Die Leute, die steif und fest glauben, es habe keine "Hetzjadgen" gegeben, meinen ja nicht nur "Klar wurden Leute verfolgt - aber gehetzt? Das würde ICH nicht so sagen....", sondern die behaupten ernsthaft, dass niemand angegriffen und verfolgt wurde - und DAS ist definitiv nicht korrekt. Wer sich über die Bezeichnung "Hetzjagd" moniert, verharmlost IMHO die Sache auch, weil er damit quasi sagt "naja, das war doch halb so schlimm..." - oder glaubst du, dass die gleichen Leute bei der Sache Silvester 2015 gesagt hätten "naja, sexuelle Belästigung... das waren doch eher Anmachversuche...."  ?


----------



## Rabowke (12. Oktober 2018)

Wut-Gamer schrieb:


> [...] Bedingt durch die Auflage würden vermutlich mehr Leute der BILD glauben, das heißt doch aber nicht, dass die recht haben. Die Leute , auf die es mir ankäme würden sicherlich mir glauben. Ob ich mit dem Rest etwas zu tun haben will, weiß ich nicht...
> Wie dem auch sei, die BILD ertragen zu müssen ist m.M.n. ein sehr kleiner Preis für das hohe Gut der Meinungsfreiheit.

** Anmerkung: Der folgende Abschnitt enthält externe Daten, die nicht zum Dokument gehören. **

PR #438, opened 2023-01-25
Quick zipvalidator fix.

jebbgrenham:
# CHIRP PR Checklist

* All tests must be passing.

### DIFF
--- a/chirp/wxui/query_sources.py
+++ b/chirp/wxui/query_sources.py
@@ -526,6 +526,15 @@ class RRQueryDialog(QuerySourceDialog):
 
         return vbox
 
+    def _call_validations(self, parent):
+        if parent == self:
+            # If we're calling valiations at the top-level, redirect that to
+            # the start of our country-specific widgets, based on whatever tab
+            # is selected. This avoids trying to validate US things when
+            # Canada is selected and so on.
+            parent = self.tabs.GetPage(self.tabs.GetSelection())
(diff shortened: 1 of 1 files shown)


kk7ds:
Thanks for working on this. What you've got here is definitely a quick fix, but it means that US people get a default zipcode of `00000` in their box, which is kinda weird looking. It also means that if I type garbage in the zipcode box and then switch to canada, it still fails to execute. What about this:
```
diff --git a/chirp/wxui/query_sources.py b/chirp/wxui/query_sources.py
index 703b7bdc..9d475956 100644
--- a/chirp/wxui/query_sources.py
+++ b/chirp/wxui/query_sources.py
@@ -526,6 +526,15 @@ class RRQueryDialog(QuerySourceDialog):

         return vbox

+    def _call_validations(self, parent):
+        if parent == self:
+            # If we're calling valiations at the top-level, redirect that to
+            # the start of our country-specific widgets, based on whatever tab
+            # is selected. This avoids trying to validate US things when
+            # Canada is selected and so on.
+            parent = self.tabs.GetPage(self.tabs.GetSelection())
+        return super()._call_validations(parent)
+
```
That makes us only validate the fields that are south of the selected country tab. This way anything can be in the US box and it'll still only validate canada if that's what is selected.

What do you think?

jebbgrenham:
Much better and significantly more robust.

PR #439, opened 2023-01-25
Various fixes and tests

kk7ds:
- Fix Icom IC-E90 special memory editing
- Fix editing specials with negative indexes
- Add special memories test and fix issues
- Add a test to check for memory name whitespace
- Add a test and fixes for trailing name whitespace
- Make FloatProperty honor precision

Es geht doch gar nicht darum wer faktisch Recht hat und wer nicht. Es geht darum, wer mit seiner Präsenz die Masse(n) beeinflussen kann und vorgefertigte Meinungen bilden kann & das bist eben leider nicht du.

Davon ob ist es völlig egal ob du mit jemanden etwas zutun haben möchtest, du suchst eine Wohnung? Sie sind doch der Killerspiele-Spieler mit dem bösartigen Nickname! Du suchst eine neue Arbeit? dito. Kredit für ein Haus, weil du eine Wohnung nicht bekommst? dito.

Also wenn denunzieren und gezielt Falschinformationen verbreiten für dich ein kleiner Preis sind ... nun ja. Es gibt schon seine Gründe warum wir zwar in Deutschland die Pressefreiheit haben, aber es auch hier Rahmenbedingungen gibt. Bestimmt nicht aus Spass an der Freude oder weil der Deutsche gern alles reguliert, sondern ganz einfach weil es notwendig ist und genau darum geht es.

Die Notwendigkeit.

Leider hast du auf meinen Hinweis mit den Gerichten nicht reagiert, hattest du schon einmal Rechtsstreitigkeiten? Die haben wir heute schon und nur in Ausnahmesituationen, z.B. Arbeitsgericht, werden schnelle Entscheidungen getroffen. Beim Rest kannst du Jahre, wenn nicht sogar Jahrzehnte warten. 

Jetzt überleg mal wenn jeder Hans Wurst zum Gericht geht weil jeder alles ohne Strafe und ohne Regulierung erzählen darf. 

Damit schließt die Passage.